PR #7624, opened 2025-08-06
refactor: generalize `/index` and `/metadata` to flat collections

### LINKED ISSUE #7620: `/api/v2/index`: revert to flat collections
@legoktm and I discussed this today and agreed that this makes a compelling case for reverting to the original flat schema.

---

I'm a little disappointed to see how complex the client's side of the sync algorithm, specifically `reconcileIndex()`, has to be to accommodate freedomofpress/securedrop#7604's refactoring of the index structure from—

```json
{
  "sources": {
    <uuid>: <version>,
    ...
  },
  "items": {
    <uuid>: <version>,
    ...
  }
}
```

—to—

```json
{
  "sources": {
    <uuid>: {
      "version": <version>,
      "collection": {
        <uuid>: <version>,
        ...
      }
    },
    ...
  }
}
```

With a flat structure, we would have been able to parameterize the reconciliation so it operated identically over `sources`, `items`, etc.  With the nested structure, we have to special-case them, especially for deletion (https://github.com/freedomofpress/securedrop-client/pull/2562/files#r2241229902).  I've flagged this in <https://docs.google.com/document/d/13xyJeJNJ1Gkd1555j03Ds4XhQejBtM2I5KVKvi2V_es/edit?tab=t.0#heading=h.w2k9mijowic2>.

_Originally posted by @cfm in https://github.com/freedomofpress/securedrop-client/pull/2562#pullrequestreview-3069261968_

cfm:
Closes #7620 by generalizing `/index` and `/metadata` to flat collections of sources and items.

Once the index loses the source/collection hierarchy, the client has no way to "hint" the server in what source's collection to find a given item.  There are other index structures that could provide this hint, but it's simpler just to scan the `Submission` and `Reply` tables directly (without any relationships to eager-load) for the set of item UUIDs requested by the client.

As a bonus, the dataclasses provide sufficient structural validation of incoming requests.

## Test plan

- [ ] New request/response schemas look as expected for <https://github.com/freedomofpress/securedrop-client/pull/2562#pullrequestreview-3069261968>:
    - `Index`
    - `MetadataRequest`
    - `MetadataResponse` 

## Checklist

This change accounts for:

### DIFF
--- a/securedrop/journalist_app/api2/__init__.py
+++ b/securedrop/journalist_app/api2/__init__.py
@@ -122,18 +122,24 @@ def metadata() -> Response:
 
     response = MetadataResponse()
 
-    for source in all_sources().filter(Source.uuid.in_(str(uuid) for uuid in requested.sources)):
-        response.sources[source.uuid] = source.to_api_v2()
+    if requested.sources:
+        for source in all_sources().filter(
+            Source.uuid.in_(str(uuid) for uuid in requested.sources)
+        ):
+            response.sources[source.uuid] = source.to_api_v2()
 
-    for item in Submission.query.filter(Submission.uuid.in_(str(uuid) for uuid in requested.items)):
-        response.items[item.uuid] = item.to_api_v2()
+    if requested.items:
+        for item in Submission.query.filter(
+            Submission.uuid.in_(str(uuid) for uuid in requested.items)
+        ):
+            response.items[item.uuid] = item.to_api_v2()
 
-    for item in Reply.query.filter(Reply.uuid.in_(str(uuid) for uuid in requested.items)):
-        if item.uuid in response.items:
-            # Fail if we get unlucky and hit a UUID collision between the
-            # `Submission` and `Reply` tables.  This is vanishingly unlikely,
-            # but SQLite can't enforce uniqueness between them.
-            raise MultipleResultsFound(f"found {item.uuid} in both submissions and replies")
-        response.items[item.uuid] = item.to_api_v2()
+        for item in Reply.query.filter(Reply.uuid.in_(str(uuid) for uuid in requested.items)):
+            if item.uuid in response.items:
+                # Fail if we get unlucky and hit a UUID collision between the
+                # `Submission` and `Reply` tables.  This is vanishingly unlikely,
+                # but SQLite can't enforce uniqueness between them.
+                raise MultipleResultsFound(f"found {item.uuid} in both submissions and replies")
+            response.items[item.uuid] = item.to_api_v2()
 
     return jsonify(asdict(response))
--- a/securedrop/journalist_app/api2/__init__.py
+++ b/securedrop/journalist_app/api2/__init__.py
@@ -1,9 +1,9 @@
 import hashlib
 from dataclasses import asdict, dataclass, field
-from typing import Any, Dict, List, Mapping, NewType, Optional
+from typing import Any, Dict, Mapping, NewType, Optional, Set
 
 from flask import Blueprint, abort, json, jsonify, request
-from models import Source
+from models import Reply, Source, Submission
 from sqlalchemy.inspection import inspect
 from sqlalchemy.orm import Query, joinedload
 from werkzeug.wrappers.response import Response
@@ -48,29 +48,23 @@ ItemUUID = NewType("ItemUUID", str)
 
 
 @dataclass
-class IndexSourceEntry:
-    version: Version
-    collection: Dict[ItemUUID, Version] = field(default_factory=dict)
-
-
-@dataclass
 class Index:
-    sources: Dict[SourceUUID, IndexSourceEntry] = field(default_factory=dict)
+    sources: Dict[SourceUUID, Version] = field(default_factory=dict)
+    items: Dict[ItemUUID, Version] = field(default_factory=dict)
 
 
 @blp.get("/index")
 @blp.get("/index/<string:prefix>")
 def index(prefix: Optional[str] = None) -> Response:
     """
-    By default, return the ETag-versioned ``Index`` consisting of an
-    ``IndexSourceEntry`` for each source and its collection, unless the client
-    provides the ETag of the current index.
+    By default, return the ETag-versioned ``Index`` of all sources and their
+    items, unless the client provides the ETag of the current index.
 
     Given a ``prefix``, return the sub-index of all sources whose UUIDs begin
-    with that prefix, unless the client provides the ETag of the current
-    sub-index for that prefix.  The client MAY choose an arbitrary prefix with
-    each request: e.g., a series of requests with the prefixes ``{0...f}`` will
-    effectively shard the index into 16 shards.
+    with that prefix (and their items), unless the client provides the ETag of
+    the current sub-index for that prefix.  The client MAY choose an arbitrary
+    prefix with each request: e.g., a series of requests with the prefixes
+    ``{0...f}`` will effectively shard the index into 16 shards.
     """
     index = Index()
 
@@ -85,12 +79,9 @@ def index(prefix: Optional[str] = None) -> Response:
 
     for source in query.all():
         all_source_metadata = source.to_api_v2()
-        source_entry = IndexSourceEntry(
-            version=json_version(all_source_metadata["source"]),
-        )
+        index.sources[source.uuid] = json_version(all_source_metadata)
         for uuid, item in all_source_metadata["collection"].items():
-            source_entry.collection[uuid] = json_version(item)
-        index.sources[source.uuid] = source_entry
+            index.items[uuid] = json_version(item)
 
     version = json_version(asdict(index))
     response = jsonify(asdict(index))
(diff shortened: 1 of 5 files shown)


securedrop/journalist_app/api2/__init__.py
```diff
@@ -102,71 +93,43 @@ def index(prefix: Optional[str] = None) -> Response:
...
 
-@dataclass
-class SourcesResponse:
-    sources: Dict[SourceUUID, SourceEntry] = field(default_factory=dict)
-
-
-@blp.post("/sources")
-def sources() -> Response:
+@blp.post("/metadata")
+@blp.post("/sources")  # deprecated
```
legoktm: I think we can get rid of this now

securedrop/journalist_app/api2/__init__.py
```diff
@@ -102,71 +93,43 @@ def index(prefix: Optional[str] = None) -> Response:
...
-        for uuid, item in all_source_metadata["collection"].items():
-            if want_full or uuid in partial:
-                source_entry.collection[uuid] = item
-        if want_full:
-            source_entry.info = all_source_metadata["source"]
-        response.sources[source.uuid] = source_entry
+    for source in all_sources().filter(Source.uuid.in_(str(uuid) for uuid in requested.sources)):
+        response.sources[source.uuid] = source.to_api_v2()
+
+    for item in Submission.query.filter(Submission.uuid.in_(str(uuid) for uuid in requested.items)):
```
legoktm: I think it's worth adding a comment that, while it's technically possible for there to be a UUID collision across Submission/Reply tables, we don't consider it practically possible and therefore aren't guarding against it.

securedrop/tests/test_journalist_api2.py
```diff
@@ -166,40 +167,33 @@ def test_sources(journalist_app, test_files, journalist_api_token):
         source_versions = index.json["sources"][uuid]
 
         # Get the full source
-        with assert_query_count(1):
+        with assert_query_count(3):
```
legoktm: I think we can live with O(3) instead of O(1) :)

legoktm (commented):
LGTM, just a few minor suggestions. Also would like Vicki to look at it for the client-side implications before approving.

securedrop/journalist_app/api2/__init__.py
cfm: Done in e222bd1856a167336a41880e2680672fa7e30a20.

securedrop/journalist_app/api2/__init__.py
cfm: @legoktm and I discussed this edge case further and decided to treat it like the fault it is.  That's done (and tested) in b1023f2390873080720a77a698d4fff83b08a857.

securedrop/journalist_app/api2/__init__.py
```diff
@@ -47,30 +48,24 @@ def json_version(d: Mapping) -> Version:
...
-class IndexSourceEntry:
-    version: Version
-    collection: Dict[ItemUUID, Version] = field(default_factory=dict)
-
-
 @dataclass
 class Index:
-    sources: Dict[SourceUUID, IndexSourceEntry] = field(default_factory=dict)
+    sources: Dict[SourceUUID, Version] = field(default_factory=dict)
+    items: Dict[ItemUUID, Version] = field(default_factory=dict)
```
vickiniu, line 54: by flattening the `items` here, I think we lose a bit of granularity on the sync in terms of being able to request only the items that need to be updated for a given `source` with version mismatch. the client will now only be able to request all `items` from a source, since we can't map between source:item in the index. and in that case, I think there might not be use in sending all the item versions, instead of just the source versions.

an alternative might be that the server sends its `Index` which is just `{source_id: source_version, ...}`, and then the client can respond with a request to sync that contains `{source_id: [item_version, ...], source_id: null}` where the array of item versions is the list of items that the client knows about. then the server can fetch the items to be upserted and deleted and respond to the client. wdyt?

cfm: Clarified offline:  This is absolutely the goal!  The `Item.source_uuid` → `Source` relationship is a property of the `Item` schema on either end, but the `Index` and `Metadata{Request,Response}` structures are designed to be agnostic to the underlying models and any relationships between models.  In theory, a client can request _any_ set of `sources` and _any_ set of `items` (whether or not they belong to those `sources`).  In practice, a client will indeed request `items` belonging to `sources` shown to be new or changed in the index.

securedrop/journalist_app/api2/__init__.py
```diff
@@ -102,71 +94,47 @@ def index(prefix: Optional[str] = None) -> Response:
...
-        cls = FullSourceEntry if want_full else SourceEntry
-        source_entry = cls()
-        for uuid, item in all_source_metadata["collection"].items():
-            if want_full or uuid in partial:
-                source_entry.collection[uuid] = item
-        if want_full:
-            source_entry.info = all_source_metadata["source"]
-        response.sources[source.uuid] = source_entry
+    for source in all_sources().filter(Source.uuid.in_(str(uuid) for uuid in requested.sources)):
+        response.sources[source.uuid] = source.to_api_v2()
```
vickiniu: question: now that we're flattening the `sources` + `items`, do we still need to send back `collection: ...` with the source metadata here? I think we can exclude this now so that `source.to_api_v2()` returns only the source metadata https://github.com/freedomofpress/securedrop/blob/develop/securedrop/models.py#L139-L140

securedrop/journalist_app/api2/__init__.py
legoktm: Hmm, will this mean we won't actually know when a source is ready for display if we only know which items a source has once all the items have finished downloading?

Edit: we could rectify that by having the source object include a list of item UUIDs as part of its metadata.

vickiniu: so I think right now, the source metadata does include `collection: ...` which has all the items 

if we're going to flatten the responses, I'd actually prefer that we exclude any item information from the source metadata (see: https://github.com/freedomofpress/securedrop/pull/7624#discussion_r2260489152). that does mean that we could sync a source before we sync all of the items in that source, but I think that's ultimately ok! also, I think the sync operations will end up basically executing in one big batch from the frontend's perspective, but even if not I don't think we need to couple source + item sync

vickiniu (commented):
overall, this is looking good! the interface definitely works out, was able to adapt the client sync to match :) the implementation is way simpler now, which is exciting!

the main comment I have is if we want to keep the source metadata as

* Task to complete
From the entries above, return each line with the word "submissions" in it.

* Output
-            raise MultipleResultsFound(f"found {item.uuid} in both submissions and replies")
+                raise MultipleResultsFound(f"found {item.uuid} in both submissions and replies")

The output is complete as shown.